WHAT THE EXERCISE ASKS: Take the material below from its first line through the line containing "-14,7 +17,7 @@" and, please, write those lines again exactly.

SUPPLIED RECORDS:

PR #167, opened 2018-08-11
Dynamically figure out column count for calendar query

imurchie:
The query is all over the place, but we just need it to be filled with `0`s.  So query the number of columns and fill that number in.

### DIFF
--- a/lib/calendar.js
+++ b/lib/calendar.js
@@ -1,6 +1,9 @@
 import path from 'path';
 import { fs, mkdirp } from 'appium-support';
 import { execSQLiteQuery } from './utils';
+import _ from 'lodash';
+import log from './logger';
+
 
 export default class Calendar {
 
@@ -14,7 +17,7 @@ export default class Calendar {
       return this.db;
     }
 
-    let tccPath = path.resolve(this.sharedResourcesDir, 'Library', 'TCC');
+    const tccPath = path.resolve(this.sharedResourcesDir, 'Library', 'TCC');
     if (!(await fs.exists(tccPath))) {
       await mkdirp(tccPath);
     }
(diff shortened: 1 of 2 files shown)


lib/calendar.js
```diff
@@ -58,15 +61,27 @@ export default class Calendar {
         csreq=0
       WHERE client='?' AND service='kTCCServiceCalendar'`.replace(/\n/g, ' ');
     } else {
-      query = this.xcodeVersion.major < 10 ?
-        `INSERT INTO 'access' VALUES ('kTCCServiceCalendar', '?', 0, 1, 1, 0, 0);` :
-        `INSERT INTO 'access' VALUES ('kTCCServiceCalendar', '?', 0, 1, 1, 0, 0, 0, 0, 0, 0);`;
+      let count = this.columnCount;
+      if (_.isEmpty(this.columnCount)) {
```
mykola-mokhnach: note, that isEmpty returns true for primitive types, like numbers

lib/calendar.js
```diff
@@ -58,15 +61,27 @@ export default class Calendar {
...
+        try {
+          const {stdout} = await execSQLiteQuery(db, `pragma table_info('access')`);
+          // stdout has a number of records, each starting with `cid`
+          count = this.columnCount = stdout.trim().split('cid').filter((record) => !_.isEmpty(record)).length;
```
mykola-mokhnach: I think it might be easier to read this line if formatted like

```
stdout.trim()
  .split
  .filter
...
```

lib/calendar.js
imurchie: That was the intention. Though I guess `_.isNumber` would better signal the intent.

lib/calendar.js
imurchie: Sure.

PR #169, opened 2018-08-12
Tune isUIClientRunning verification

mykola-mokhnach:
Mac OS Mojave blocks Apple script execution without special permissions, so we must have a fallback there.

### DIFF
--- a/lib/simulator-xcode-6.js
+++ b/lib/simulator-xcode-6.js
@@ -85,7 +85,7 @@ class SimulatorXcode6 extends EventEmitter {
    *
    * @return {?string} The process ID or null if the UI client is not running
    */
-  async uiClientPid () {
+  async getUIClientPid () {
     let stdout;
     try {
       ({stdout} = await exec('osascript', [
@@ -100,11 +100,12 @@ class SimulatorXcode6 extends EventEmitter {
         return null;
       }
     }
-    if (!isNaN(parseInt(stdout, 10))) {
-      log.debug(`Retrieved Simulator's UI client PID: ${stdout.trim()}`);
-      return stdout.trim();
+    if (isNaN(parseInt(stdout, 10))) {
+      return null;
     }
-    return null;
+    stdout = stdout.trim();
+    log.debug(`Got Simulator UI client PID: ${stdout}`);
+    return stdout;
   }
 
   /**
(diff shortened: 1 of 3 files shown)


lib/simulator-xcode-6.js
```diff
@@ -72,18 +73,48 @@ class SimulatorXcode6 extends EventEmitter {
...
+   * Retrieves the current process id of the UI client
+   *
+   * @return {?string} The process ID or null if the UI client is not running
+   */
+  async getUIClientPid () {
+    let stdout;
+    try {
+      ({stdout} = await exec('osascript', [
+        '-e',
+        `tell application "System Events" to unix id of processes whose bundle identifier is "${this.uiClientBundleId}"`
```
KazuCocoa: Do you know the history of apple script and pgrep here?
@mykola-mokhnach @imurchie 

When I ran below command and compared the result, pgrep was much faster than AppleScript.
Rarelly AppleScript hanged(?) and returned the result a couple of minutes later. 

```
$ time osascript -e 'tell application "System Events" to unix id of processes whose bundle identifier is "com.apple.iphonesimulator"'
29513

real    0m1.192s
user    0m0.132s
sys     0m0.114s

$ time pgrep -xni 'Simulator'
29513

real    0m0.035s
user    0m0.005s
sys     0m0.006s
```

I was not familiar with the history here.
I just thought the process can be faster if we could use `pgrep` first and fallback to the apple script.


(I know the apple script and pgrep logic was not introduced in this PR though.)

mykola-mokhnach: I used Apple Script to make sure we get the correct application id(s) in case multiple processes with the same name are running. AS is able to uniquely connect an application bundle to process id and pgrep works on the lower level. Although, I don't mind if we only use pgrep if we don't really care about the presence of processes with similar names for he sake of better performance.

KazuCocoa: I see.
thanks!

NozomiIto: How about using `ps` command etc?
It can get the full path of Simulator app like `/Applications/Xcode.app/Contents/Developer/Applications/Simulator.app/Contents/MacOS/Simulator` and almost surely can identify if Simulator.app is launched. And maybe more stable (and faster ) than Apple script.

KazuCocoa: a note: are `-f` and a path in `Xcode.app` much reliable?

```
$ time pgrep -f ‘Contents/Developer/Applications/Simulator.app’
50404

real    0m0.037s
user    0m0.008s
sys    0m0.004s
```

mykola-mokhnach: yes, this makes more sense. Will change it soon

EXERCISE RESULT:
PR #167, opened 2018-08-11
Dynamically figure out column count for calendar query

imurchie:
The query is all over the place, but we just need it to be filled with `0`s.  So query the number of columns and fill that number in.

### DIFF
--- a/lib/calendar.js
+++ b/lib/calendar.js
@@ -1,6 +1,9 @@
 import path from 'path';
 import { fs, mkdirp } from 'appium-support';
 import { execSQLiteQuery } from './utils';
+import _ from 'lodash';
+import log from './logger';
+
 
 export default class Calendar {
 
@@ -14,7 +17,7 @@ export default class Calendar {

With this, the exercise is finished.